Going from having all your meals pre-made by parents and dining hall staff to having to cook for yourself definitely isn’t easy, but it’s not quite as hard as it seems at first. Plus, cooking actual meals for yourself rather than ordering take-out of buying frozen dinners has quite a few benefits–it’s often much healthier, it’s definitely cheaper, and knowing your way around the kitchen is a great way to impress people (plus, its a super attractive quality). Here are few easy tips and suggestions to help you get familiar with your kitchen and start your journey toward becoming an honest-to-goodness adult.
Make your own vegetable stock.
When I started doing this, it was one part because I felt wasteful throwing out vegetable scraps, and one part because I’m really cheap, and didn’t want to have to keep buying stock from the store. As it turns out, Making your own veggie stock is both super easy, and really impressive whenever someone learns that you’re doing it.
There are plenty of actual recipes for veggie stock online, but I really never bothered with them. My steps are as follows:
Whenever you chop any vegetables, take the odds and ends you would have thrown out, and toss them in a Ziploc bag in the freezer.
This includes things like: onion and garlic peels, ends from celery or squash, mushroom stems, carrot peels, sweet potato skins, corn cobs and husks, etc. I even like to add ginger peels, stems from any fresh herbs I use, and dried red peppers after I’ve used them to spice up a dish.
This does not include: anything moldy, rotten, or gross in any other way. As many stock websites will tell you, there’s a huge difference between things that you probably would not want to eat (see above), and things that you straight-up should not eat. Also, note that most websites will tell you not to put anything cruciferous in because they make your stock bitter, but I haven’t had that problem, so use at your own discretion.
Once your bag is full, dump it out into a stock pot (or a slow cooker if you have one!), fill with water until the veggies are all covered, and then let it simmer at a real low heat for an hour or two. When it’s finished (which is pretty much whenever you decide it is), strain your stock over a fine strainer or cheesecloth, and then freeze it until you’re ready to use it. I use my stock to make rice, beans, and soup, and it’s quite tasty!
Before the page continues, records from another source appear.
PR #2571, opened 2024-07-13
Replaced jekyll-minifier that uses uglifier by terser

### LINKED ISSUE #2548: Uglifier: Support ES6 Syntax

### Description & Motivation

Uglifier currently fails when ES6 synatax is used.
See e.g. https://github.com/alshedivat/al-folio/actions/runs/9649917821/job/26614403326#step:5:363 in #2523.

### Pitch

Uglifier should support ES6 syntax to allow better code quality, i.e. easier to read, less to write.

### Alternatives

_No response_

### Additional context

_No response_

george-gca:
Hopefully fixes #2548.

### DIFF
--- a/Gemfile
+++ b/Gemfile
@@ -9,7 +9,6 @@ group :jekyll_plugins do
     gem 'jekyll-imagemagick'
     gem 'jekyll-jupyter-notebook'
     gem 'jekyll-link-attributes'
-    gem 'jekyll-minifier'
     gem 'jekyll-paginate-v2'
     gem 'jekyll-regex-replace'
     gem 'jekyll-scholar'
@@ -19,6 +18,7 @@ group :jekyll_plugins do
     gem 'jekyll-twitter-plugin'
     gem 'jemoji'
     gem 'mini_racer'
+    gem 'terser'
     gem 'unicode_utils'
     gem 'webrick'
 end
--- a/Gemfile.lock
+++ b/Gemfile.lock
@@ -50,9 +50,10 @@ GEM
     feedjira (3.2.3)
       loofah (>= 2.3.1, < 3)
       sax-machine (>= 1.0, < 2)
-    ffi (1.17.0)
+    ffi (1.17.0-aarch64-linux-gnu)
     ffi (1.17.0-arm64-darwin)
     ffi (1.17.0-x86_64-darwin)
+    ffi (1.17.0-x86_64-linux-gnu)
     forwardable-extended (2.6.0)
     gemoji (4.1.0)
     google-protobuf (3.25.3-aarch64-linux)
@@ -170,7 +171,6 @@ GEM
       forwardable-extended (~> 2.6)
     public_suffix (6.0.0)
     racc (1.8.0)
-    rake (13.2.1)
     rb-fsevent (0.11.2)
     rb-inotify (0.11.1)
       ffi (~> 1.0)
@@ -178,17 +178,20 @@ GEM
       strscan
     rouge (4.3.0)
     safe_yaml (1.0.5)
-    sass-embedded (1.69.5)
+    sass-embedded (1.69.5-aarch64-linux-gnu)
       google-protobuf (~> 3.23)
-      rake (>= 13.0.0)
     sass-embedded (1.69.5-arm64-darwin)
       google-protobuf (~> 3.23)
     sass-embedded (1.69.5-x86_64-darwin)
+      google-protobuf (~> 3.23)
+    sass-embedded (1.69.5-x86_64-linux-gnu)
       google-protobuf (~> 3.23)
     sax-machine (1.3.2)
     strscan (3.1.0)
     terminal-table (3.0.2)
       unicode-display_width (>= 1.1.1, < 3)
+    terser (1.2.3)
+      execjs (>= 0.3.0, < 3)
     tzinfo (2.0.6)
       concurrent-ruby (~> 1.0)
     uglifier (4.2.0)
@@ -226,6 +229,7 @@ DEPENDENCIES
   jekyll-twitter-plugin
   jemoji
   mini_racer
+  terser
   unicode_utils
   webrick
 
--- a/_config.yml
+++ b/_config.yml
@@ -260,7 +260,6 @@ plugins:
   - jekyll-imagemagick
   - jekyll-jupyter-notebook
   - jekyll-link-attributes
-  - jekyll-minifier
   - jekyll-paginate-v2
   - jekyll-regex-replace
   - jekyll/scholar
@@ -269,6 +268,7 @@ plugins:
   - jekyll-toc
   - jekyll-twitter-plugin
   - jemoji
+  - terser
 
 # Sitemap settings
 defaults:
@@ -281,13 +281,12 @@ sass:
   style: compressed
 
 # -----------------------------------------------------------------------------
-# Jekyll Minifier
+# Terser settings
 # -----------------------------------------------------------------------------
 
-jekyll-minifier:
-  exclude: ["robots.txt", "assets/js/search/*.js"]
-  uglifier_args:
-    harmony: true
+terser:
+  compress:
+    drop_console: true
 
 # -----------------------------------------------------------------------------
 # Jekyll Archives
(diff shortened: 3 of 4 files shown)


george-gca:
@CheariX can you test if this change fixes your issue with ES6?

JoJoDeveloping:
Note that `jekyll-minifier` also minized HTML, CSS and JSON. Your solution no longer does this.

george-gca:
@JoJoDeveloping you are right, so we can't get rid of `jekyll-minifier` just yet.

I made a PR for [jekyll-terser](https://github.com/RobertoJBeltran/jekyll-terser) with my code, but you are right. I wll send a PR for `jekyll-minifier`.

george-gca:
I made a PR for both [jekyll-minifier](https://github.com/digitalsparky/jekyll-minifier/pull/62) and [jekyll-terser](https://github.com/RobertoJBeltran/jekyll-terser). If the second one is accepted, we can drop the plugin I created and use `jekyll-terser` instead. If the first one is accepted, we can drop both my plugin and `jekyll-terser` and use only `jekyll-minifier`.

CheariX:
Thank you @george-gca for taking care of this issue!

When I wrote it initially, I was not aware that al-folio does not use `uglifier` directly but via `jekyll-minifier`. Therefore, changing from `uglifier` to `terser` is more complex than expected.

I hope that your upstream PRs get merged soon.

Anyways, I tested this PR and it worked flawlessly on my site. I vote for merging this PR into `main`. 

Using this PR, I can finally deploy my website again 😀

george-gca:
I was about to ask you this, so the minified js is looking right. Is this also true for the css and html files? And what about when jekyll env is production?

CheariX:
- CSS looks minimized to me too. However, it looks identically to what we had before.
- HTML looks different to the minimized code that we had before. Before, we got only a single line. Now, it seems that at least JavaScript inside `<script>` is not minimized. The HTML itself, however, looks like it was minimized.
- Currently, JavaScript file are also minimized in non-production environments. I added a code suggestion to "fix" this. HTML/CSS is not touched by terser, since it only touches JavaScript files

george-gca:
I thought about adding minification only on production environments, but decided not to since using it on develop environments helped me get it right. Maybe it is a good idea to add a new param somehow to let the user specify if it should run only on production or not, and by default do this.

> I quickly checked where we currently use embedded JavaScript. There are only a very few places (disqus.liquid, mathjax.liquid, misc.liquid, progressBar.liquid, pseudecode.liquid). I'm not sure why these files use embedded JavaScript instead of using *.js files but they could be easily refactored if this is desired. Actually, best practices is also to avoid embedded JavaScript (e.g., deployment of Content-Security Policy is easier, but we don't use it anyway at the moment)

Thanks for the lookup. I think I will handle these guys next in this PR. I will only push it forward when the minification is as close as possible to the one with uglifier.

JoJoDeveloping:
> using it on develop environments helped me get it right.

For me, minifying takes quite a long time, on the order of several tens of seconds in addition to the rest. It makes the build much slower, and therefore I'm happy I don't have to deal with it when developing/prototyping. So please leave the option to have it `production`-only (or invest the effort into making it real fast 🙃).

george-gca:
Another possibility is to migrate the solution to npm-based like already done with `PurgeCSS`. In this case I would use [html-minifier-terser](https://github.com/terser/html-minifier-terser). What are your considerations about this approach?

CheariX:
> > using it on develop environments helped me get it right.
> 
> For me, minifying takes quite a long time, on the order of several tens of seconds in addition to the rest. It makes the build much slower, and therefore I'm happy I don't have to deal with it when developing/prototyping. So please leave the option to have it `production`-only (or invest the effort into making it real fast 🙃).

I'd second this. Minifying takes some time, so I would like to skip this step in development. Also, I find the non-minified code quite nice for feature development. 

> Another possibility is to migrate the solution to npm-based like already done with `PurgeCSS`. In this case I would use [html-minifier-terser](https://github.com/terser/html-minifier-terser). What are your considerations about this approach?

I also thought about alternatives to `jekyll-minifier`. `html-minifier-terser` seems to be the logical solution for this. However, I have no strong opinion about that. At least, it would compress embedded JavaScript (which I think we don't need; we can remove it).

JoJoDeveloping:
Perhaps we should do performance testing between the various alternatives?

george-gca:
Tbh I am not really concerned about performance here, since this will only run on production environment. I am worried about maintainability, both of our code and the ones we are depending on.

For instance, [jekyll-minifier](https://github.com/digitalsparky/jekyll-minifier) last code update was 4 years ago, and it uses under the hood 4 packages: [uglifier](https://github.com/lautis/uglifier) for js (last updated 4 years ago, though [UglifyJS](https://github.com/mishoo/UglifyJS) is heavily maintained), [CSSminify](https://github.com/digitalsparky/cssminify) (last updated 4 years ago), [Htmlcompressor](https://github.com/paolochiodi/htmlcompressor) (last updated 7 years ago), and [JSON::Minify](https://github.com/geoffyoungs/json-minify-rb) (last updated 8 years ago). I am not saying that all these should be continuously updated (since JSON, for instance, is a well-defined standard), but looking at code that haven't seem an update in a while gives a certain insecurity.

Meanwhile [html-minifier-terser](https://github.com/terser/html-minifier-terser) was updated last year. Maybe it is a good moment to migrate to other solution for code minification.

CheariX:
Not stale.

george-gca:
Update: my PR for [jekyll-terser](https://github.com/RobertoJBeltran/jekyll-terser/pull/1) just got accepted. Maybe now I can take a look at this PR again.

george-gca:
> I quickly checked where we currently use embedded JavaScript. There are only a very few places (disqus.liquid, mathjax.liquid, misc.liquid, progressBar.liquid, pseudecode.liquid). I'm not sure why these files use embedded JavaScript instead of using *.js files but they could be easily refactored if this is desired. Actually, best practices is also to avoid embedded JavaScript (e.g., deployment of Content-Security Policy is easier, but we don't use it anyway at the moment)

@CheariX I tried to do a major refactoring to remove as much as possible inline js code. Please test if the current solution is working fine. Also can you give it a try @JoJoDeveloping?

CheariX:
Thank you @george-gca for this amazing work.

I've tested it with my personal page.
It seems to work as expected. HTML and JS are minified. No errors to compression.

However, I found the following bug during the `Install and Build` action:
> Imagemagick: Command returned pid 2651 exit 127 with error sh: 1: convert: not found

The effect is that many preview images (e.g. 480p) are not generated. I can see this on my publication images.

I'm unsure if this is related to this particular PR or to anything else. I didn't merge upstream on my site for a while (since 2024-10-25). I think the netlify preview of this PR does not have these issues.

george-gca:
It is unrelated, and it has been fixed on https://github.com/alshedivat/al-folio/commit/ec7d7c34e8f1a7ef4da2ea37454f470b8b37094b. I just haven't merged it with main yet.

CheariX:
Perfect. Good to know that this one is fixed. Then, this PR looks good to me.

sim642:
> I made a PR for both [jekyll-minifier](https://github.com/digitalsparky/jekyll-minifier/pull/62) and [jekyll-terser](https://github.com/RobertoJBeltran/jekyll-terser). If the second one is accepted, we can drop the plugin I created and use `jekyll-terser` instead. If the first one is accepted, we can drop both my plugin and `jekyll-terser` and use only `jekyll-minifier`.

The jekyll-minifier upgrade would be significantly better. Because jekyll-terser borrows some architecture which assumes 10-year-old Jekyll internals that have a massive limitation: assets from gems like jekyll plugins are mishandled.

george-gca:
Can you elaborate a little bit more @sim642? Which plugins misbehave?

sim642:
jekyll-minifier has recently been updated to also use terser itself, so this should be reverted to some extent at least.
Because al-folio still depends on jekyll-minifier as well, so now it has two different plugins running terser, which is completely redundant.
This would also fix regressions like https://github.com/RobertoJBeltran/jekyll-terser/issues/3.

Pro Tip: When you buy a rotisserie chicken, save the scraps and bones and simmer with some carrots, onions, celery, parsnip, whatever you find in the fridge, and then strain for a home-made chicken stock.
Get the big cutting board.
When I was preparing to move to my first apartment, my mom grabbed me a little plastic cutting board from Walmart and said, “Is this size okay?” Sure, I thought, that looks good to me.
Six months later, I couldn’t stand the tiny little thing any more, and I bought myself a great big cutting board from IKEA. (If you don’t have IKEA nearby, check out this 18″*14″ bamboo beauty from Amazon for $22.)
It’s not like I even use my cutting board all that much, but when I do, trust me, this is a situation where size matters. When your cutting board is tiny, there’s just so much higher of a chance that things will end up all over the floor and the counter. It’s wasteful, it’s messy, it’s a pain in the butt, and it ensures that you’re a lot less likely to be excited about using your kitchen. Sure, a big cutting board takes up more space and it costs a couple dollars extra, but the convenience more than makes up for any downsides. If you get it from IKEA, you won’t spend nearly as much as you would somewhere else (I think mine was about $10), and it’s totally possible to get a satisfyingly big cutting board without getting into unwieldy and enormous territory. (Before I bought it, I made sure mine fit in my dishwasher, haha).
Pro Tip: If your cutting board is wood, do not put in the dishwasher! Also, store your board on its side, so it takes little room.
Learn to love your freezer.
When it comes to cooking actual meals for myself that have some kind of health benefit (Kraft mac-n-cheese, I’m looking at you…), my freezer has become my best friend. Sure, I keep a couple frozen pizzas in there, but the majority of my freezer space in taken up by Tupperware containers filled to the brim with chopped veggies. I’m horrendously lazy, so when it comes to meal prep, I’ll do anything I can to speed along the process, and one of the best tricks I’ve found is to chop a huge amount of fresh veggies every week or too, and then keep them frozen. I suppose you could technically keep all the different types of veggies in their own containers, but honestly, I find it works to just toss them all in a great big tub and mix them up. This way I don’t have to worry about deciding which veggies I want with each meal; what I get is what I get, and there’s variety in every meal.
Want to make a quesadilla? Hack out a handful of pre-chopped veggies and toss them in the pan. Making rice? Chuck some veggies in a pan and you’ve got a stir-fry. Having ramen and feeling guilty about being unhealthy? Boil some veggies with the noodles, and ta-da! a healthy pasta dish.
Seriously, keeping things frozen and ready for use is the best tip I can give to any lazy chef. Two minutes in the microwave to thaw it out, and then you’re ready to create a real meal with little-to-no effort.
Pro Tip: Buy a bunch of glass storage containers in various sizes for your veges. They are healthier to use both for storing and microwaving.